Probably Pentecost. That is when confirmations are held, right? I’m going through the RCIA confirmation classes right now.
I definitely feel that God is leading me this way. Sound reason, the Bible, powerful religious experiences, and our history books are all pointing me in the same direction. There is no logic, no scripture, no history and no religious experience pointing the other way, as far as I can see, and I’ve been debating this a lot with my Dad, who is extremely wise and knowledgeable.
I really could use prayer, though. I’m experiencing a lot of pressure from my family over my current views, and I know no one who I can see in flesh and blood, who believes I am doing the right thing.
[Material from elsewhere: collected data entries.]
PR #591, opened 2024-12-07
[SD] Cthun: Always handle phase transition no matter the combat state

AnonXS:


ileboii:
Tested in 40man bot raid, can confirm this fixes it.

PR #596, opened 2025-02-12
Upgrade soon to be deprecated runners to newer versions

Niam5:
## 🍰 Pullrequest
Ubuntu 20.04 runners will soon be shut down by GH. Some of the Discord notifiers were still using this version. Also since there is only 1 remaining x64 Apple runner, upgraded the Apple CI test to be compatible with Apple Silicon.

### Proof
(https://github.blog/changelog/2025-01-15-github-actions-ubuntu-20-runner-image-brownout-dates-and-other-breaking-changes/)

### Issues
- None

### How2Test
- None

### Todo / Checklist
- [X] None

### DIFF
--- a/.github/workflows/macos.yml
+++ b/.github/workflows/macos.yml
@@ -7,15 +7,13 @@ env:
   BUILD_TYPE: Release
   REPO_DIR : ${{github.workspace}}
   BUILD_DIR: ${{github.workspace}}/bin/builddir
-  BOOST_VERSION: "1.83.0"
-  BOOST_PLATFORM_VERSION: "13"
 
 permissions:
   contents: read
 
 jobs:
   build:
-    runs-on: macos-13
+    runs-on: macos-14
     permissions:
       contents: read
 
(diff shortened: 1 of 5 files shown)


.github/workflows/macos.yml
```diff
@@ -7,15 +7,13 @@ env:
...
-  BOOST_VERSION: "1.83.0"
-  BOOST_PLATFORM_VERSION: "12"
 
 permissions:
   contents: read
 
 jobs:
   build:
-    runs-on: macos-12
+    runs-on: macos-14
```
evil-at-wow, line 16: I updated the macOS runners a while ago after pushing changes and noticing the macOS builds were failing (see cmangos/mangos-tbc@9de293e350f06e3ce6b3144619a78de55f8cbd53 and the merges this week to the other cores), so macOS builds should be fine again for now.

There's certainly something to say for going to macos-14 and arm64 builds, but also for using a somewhat older system (with typically older toolchain). The first tests that "newest" stuff can build the core, the second that it also still works with "older" stuff. I think we tend to go with older because newer is tested more by devs/users.

I'm going to guess the boost and MySQL changes are related to the move to arm64 macOS builds?

src/realmd/CMakeLists.txt
```diff
@@ -77,7 +77,7 @@ if(UNIX)
 endif()
 
 if(APPLE)
-  set(EXECUTABLE_LINK_FLAGS "-framework Carbon ${EXECUTABLE_LINK_FLAGS}")
+  set(EXECUTABLE_LINK_FLAGS "-Wl,-no_fixup_chains -framework Carbon ${EXECUTABLE_LINK_FLAGS}")
```
evil-at-wow, line 80: I actually fixed that problem a while ago (see cmangos/mangos-tbc@111e48d17713e4f0dd9b1ac02d5e4f43b3fdd993 and the merge of that to other cores this week), so we don't need to sweep that issue under the carpet any more :wink:

evil-at-wow (commented):
Using ubuntu-latest for the Discord stuff seems fine. Especially because this PR shows this part gets forgotten anyway, unlike the actual builds.

.github/workflows/macos.yml
killerwife: Answer to this would be preferable before merging. Otherwise no comments from me

Niam5: I commented below but it seems GH didn't send it out. The reason I set it to 14 is 13 is the last Intel runner as detailed here https://docs.github.com/en/actions/using-github-hosted-runners/using-github-hosted-runners/about-github-hosted-runners#supported-runners-and-hardware-resources so the choice is to either change now and fixup the runner for the direction GH is headed or just kick the can down the road and when 13 goes away do it then. Figured it was easier to fix it now and follow the direction the runners are going then just postponing it

Phatcat: What? No it's not, just use macos-14-large or macos-15-large, those are intel..?

Seems like the info in your link is outdated. This is from the images repo directly:
https://github.com/actions/runner-images
Screenshot 2025-05-17 at 23 21 09

https://github.com/actions/runner-images/blob/main/images/macos/macos-15-Readme.md <- that's not arm.

Niam5:
Because large runners are not free. Only standard runners are included for
no costs. And there are no standard Mac runners on MacOS 14+. See here
https://docs.github.com/en/actions/using-github-hosted-runners/using-github-hosted-runners/about-github-hosted-runners#standard-github-hosted-runners-for-public-repositories

Phatcat:
wow really? locking mac intel, which is already legacy, behind a paywall is insane. I never tried the large ones, weird how it's not better documented at the actual repo, not a single mention of paid vs free runners. tsk.
Oh well, doesn't matter cause I concur with you, just move the runner onto apple silicon, it's not like apple is going back to intel anyway.

killerwife:
If any part of this is still valid, pls rebase.

Niam5:
Rebased and I added a few more changes. The new 7-zip that got added into the Windows runner causes the Boost installer to fail should the version be upgraded. Changed Boot install to use Chocolaty.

Only those in this forum believe I am doing the right thing, but even many of them would shy away if they knew that I now think the Inquisition was overall doing the right thing (though of course it was fallible and made mistakes, some grievous, like any human justice system will), and that religious freedom and separation of church and state are abominable.
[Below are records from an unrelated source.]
PR #599, opened 2025-04-01
G3D: Add support for RISC-V CPU's

Niam5:
## 🍰 Pullrequest
This change allows for compilation under RISC-V instruction set CPU's. Tested functionality of server, could enter game, playerbots compiles, all extractors work.

### Proof
- None

### Issues
- When compiling on a RISC-V CPU would error out in build due to undefined processor definition causing to to fall back to x86 code.

### How2Test
- Attempt to build on RISC-V
- Error
- Apply change, error gone and compile successful

### Todo / Checklist
- [X] None

### DIFF
--- a/dep/g3dlite/System.cpp
+++ b/dep/g3dlite/System.cpp
@@ -1710,6 +1710,15 @@ void System::cpuid(CPUIDFunction func, uint32& eax, uint32& ebx, uint32& ecx, ui
     edx = 0;
 }
 
+#elif defined(G3D_LINUX) && ( defined(__riscv) || defined(__riscv32) || defined(__riscv__) || defined(_riscv))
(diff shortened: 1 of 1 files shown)


insunaa:
Newer versions of G3D don't have the `cpuid` function anymore, so I don't see a need to upstream the changes, especially because there seem to be no guidelines for contributions.

Niam5:
I have to work with what is in our repo unfortunately. I looked at
upgrading G3D but it seems they added a depedance on TBB and I don't really
want to get into those weeds.

insunaa:
@Niam5 Yeah sorry, before the edit my reply was phrased poorly. I think your contribution is good and valid, just saying there would probably be no point in trying to upstream the change to the G3D project.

**I’m feeling extremely isolated. **
The Catholic Church I’m going to is very loving, but it also seems to be rather significantly influenced by modern culture. My RCIA instructor said the Bible is self-contradictory and is not inerrant, and she spoke of Martin Luther as “quite a character,” but certainly not as a false prophet. I don’t know how much spiritual support I’ll be able to expect from this church. At least they oppose abortion.
My greatest solace as regards human support is that I can look back at the words of great saints from the past, for once upon a time the entire Christian world thought the same way I am coming to think.
The absence of support and the immense exterior pressure make it easier for me to fall into the trap of distrusting God. I have had far more doubts since the pressure from outside began, not for any rational reason, but simply coming from the desire to have peace and unity with my family. Mistrust is a force I am vigorously fighting.
I feel pretty sure that I never will change my mind, however, because I am absolutely disgusted now by the evil I can clearly see and understand. I can see this atrocious evil with spiritual eyes- I even sometimes receive dreams or images in my mind’s eye from God that show me the wickedness that has been developing in culture and law in society for centuries, and now I know where its roots are, where it comes from. So I don’t think I could possibly go back to my old ways of thinking without feeling as though I was eating vomit.
God speaks to me very often and comforts and strengthens me. That is an ENORMOUS help. But in spite of that, I’ve never felt so alone. The great gift of insight God has given me in the last year is acting nearly as much as a curse as it is a blessing. I love possessing this knowledge that unveils God’s actions in the fantastic sweep of Christian history to me, yet the pain that comes with the knowledge from my surroundings is acute. This new grace and insight, this new closeness of God in my life, has become like an infection or disease. This is because I know that if my friends were aware of what I think (I’ve told them I’m moving toward Catholicism, but most of them know no more than that), I would not be treated with confidence any longer, but rather as a . . . I don’t know exactly what, but the relationships certainly would change for the worse, as have my relationships with my family members. The gift of God is both wonderful and horrible at the same time.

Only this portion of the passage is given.